# Well...got the damn flat surge email



## RedSteel (Apr 8, 2017)

A week before the second busiest day of the year for me

Scranton St. Paddies Day Parade

Last year in 12 hours i made almost 800 because of a 5 hour surge

This year I bet I make no more then 350 and Uber keeps the rest on my effort 

I listened to the BS podcast and I am the only one that wants to know how much "Mike The Driver from Chicago" got for rolling over??

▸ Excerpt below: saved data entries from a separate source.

PR #525, opened 2019-09-18
When creating an alias that already exists this creates an error

tom-dierckx:
Fixed by using logic also used for other created objects (that already exists and returns status 204).
If you create an alias on an entity that already exists this gives following error:
```
ERROR: test_create_entity (__main__.TeamTests)
  File "/home/tom/repositories/gitlab-a/vault-provisioner/tests.py", line 40, in test_create_entity
    self.entity_handler.create(user)
  File "/home/tom/repositories/gitlab-a/vault-provisioner/handlers/entity_handler.py", line 29, in create
    self._create_alias(entity_id, user.id)
  File "/home/tom/repositories/gitlab-a/vault-provisioner/handlers/entity_handler.py", line 24, in _create_alias
    mount_accessor=self.__config.oidc_accessor,
  File "/home/tom/repositories/gitlab-a/vault-provisioner/venv/lib/python3.6/site-packages/hvac/api/secrets_engines/identity.py", line 373, in create_or_update_entity_alias
    return response.json()
  File "/home/tom/repositories/gitlab-a/vault-provisioner/venv/lib/python3.6/site-packages/requests/models.py", line 897, in json
  File "/usr/lib/python3.6/json/__init__.py", line 354, in loads
  File "/usr/lib/python3.6/json/decoder.py", line 339, in decode
  File "/usr/lib/python3.6/json/decoder.py", line 357, in raw_decode
    raise JSONDecodeError("Expecting value", s, err.value) from None
json.decoder.JSONDecodeError: Expecting value: line 1 column 1 (char 0)
```

### DIFF
--- a/hvac/api/secrets_engines/identity.py
+++ b/hvac/api/secrets_engines/identity.py
@@ -370,7 +370,10 @@ class Identity(VaultApiBase):
             url=api_path,
             json=params,
         )
-        return response.json()
+        if response.status_code == 204:
+            return response
+        else:
+            return response.json()
 
     def read_entity_alias(self, alias_id, mount_point=DEFAULT_MOUNT_POINT):
         """Query the entity alias by its identifier.


llamasoft:
@jeffwecan Unfortunately, I think the safest solution is that the empty-or-json logic needs to be present for _all_ responses.  (Either that or always return the Response object directly, but that's a massive breaking change.)

Vault's [API documentation](https://www.vaultproject.io/api/overview.html#http-status-codes) even explicitly says that...
> Applications should be prepared to accept both 200 and 204 as success. 204 is simply an indication that there is no response body to parse, but API endpoints that indicate that they return a 204 may return a 200 if warnings are generated during the operation.

That means we can't even trust DELETE requests to always return a 204 either. ☹️

jeffwecan:
Word, thanks for sharing that. Given that caveat, perhaps it makes more sense to move this logic into the main request method... 🤔

llamasoft:
I could see that being a solution.  Additionally, I think I would prefer if the `Request` adapter was renamed to something like `RawRequest` and a new one with the above logic created with a name like `JSONRequest`.  `JSONRequest` would become the client's new default adapter and a user could supply `RawRequest` if they want unprocessed Response objects.

jeffwecan:
Yeah, I'm down with that. Are you imagining this proposed `JSONRequest` class would return a dict in all cases? I.e., if it gets a 204 response, it would return an empty dictionary, or?

llamasoft:
I had to give this one a good bit of thought.  On the one hand, even non-200 responses [can return JSON](https://www.vaultproject.io/api/overview.html#error-response).  On the other hand, that would probably require rewriting a lot of tests and would probably break a lot of people's code.

I think that in order to minimize breakage for existing users, a 204 response should return the Response itself, not an empty dict.  My decision is based entirely on the fact that [`bool(response204) == True`](https://github.com/psf/requests/blob/fab1fd10d0b115e635b9ef1364f8444089725000/requests/models.py#L673-L681) but `bool(empty_dict) == False`.  Returning an empty dictionary would cause any instances of `if client.do_a_thing()` to break if was previously capable of returning a 204 Response object.  
By extension, even if an _error_ Response contains a JSON body, the error Response object itself should be returned, otherwise the non-empty dictionary might be misinterpreted as success.

llamasoft:
I've started work on the JSON adapter as discussed.  I should have it ready in a day or two.

jeffwecan:
Closing this PR in favor of https://github.com/hvac/hvac/pull/537/ (which effectively includes the same sort of modification).

Issue #530, opened 2019-09-30
Test errors during setUpClass leave vault instance running


llamasoft:
If an integration test fails during a setUpClass call, the resulting vault instance is never terminated.  This causes all subsequent integration tests to fail because they expect to be interacting with an uninitialized vault instance.

For example, this is the first integration test to failure was caused by not having Java installed in my Docker image.  (Related to #529)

OF COURSE UBER DID THIS TO MAKE MORE MONEY!!!!


----------



## BigRedDriver (Nov 28, 2018)

Got the same email here (Nebraska). Been driving on ice covered roads for the past three days. Only thing that made it worth while were the surges (even those weren’t great). 

Sad to see em go.


----------



## mrpjfresh (Aug 16, 2016)

Yup, email just arrived here in the smaller Asheville market today. Seems like they are mopping up the remaining smaller markets. I wonder if anyone else is still operating under old surge after today's email.


----------



## BigRedDriver (Nov 28, 2018)

Not much positive to say about it, but it may reduce the ant populations bit?


----------



## Ubering My Life Away (Jun 11, 2018)

Fayetteville NC got it too


----------



## billm (Feb 19, 2017)

Ubering My Life Away said:


> Fayetteville NC got it too


Jackson, TN as well, not that it surges there anyway...


----------



## AlteredBeast (Sep 29, 2018)

I am willing to see how it goes. If there is a way to manipulate it in my favor, I'll figure it out before too long. I always do.


----------



## vtcomics (Oct 9, 2018)

Here as well. Looks like everyone is now flat rate surge


----------



## _justjosh (Mar 7, 2018)

Only way I've seen to manipulate is if you have cool pax. Have em change dest to a spot just past surge if its longer ride. Start new trip out of surge area, they tend to tip better after saving money.


----------



## 5spdturbo (Jan 15, 2019)

mrpjfresh said:


> Yup, email just arrived here in the smaller Asheville market today. Seems like they are mopping up the remaining smaller markets. I wonder if anyone else is still operating under old surge after today's email.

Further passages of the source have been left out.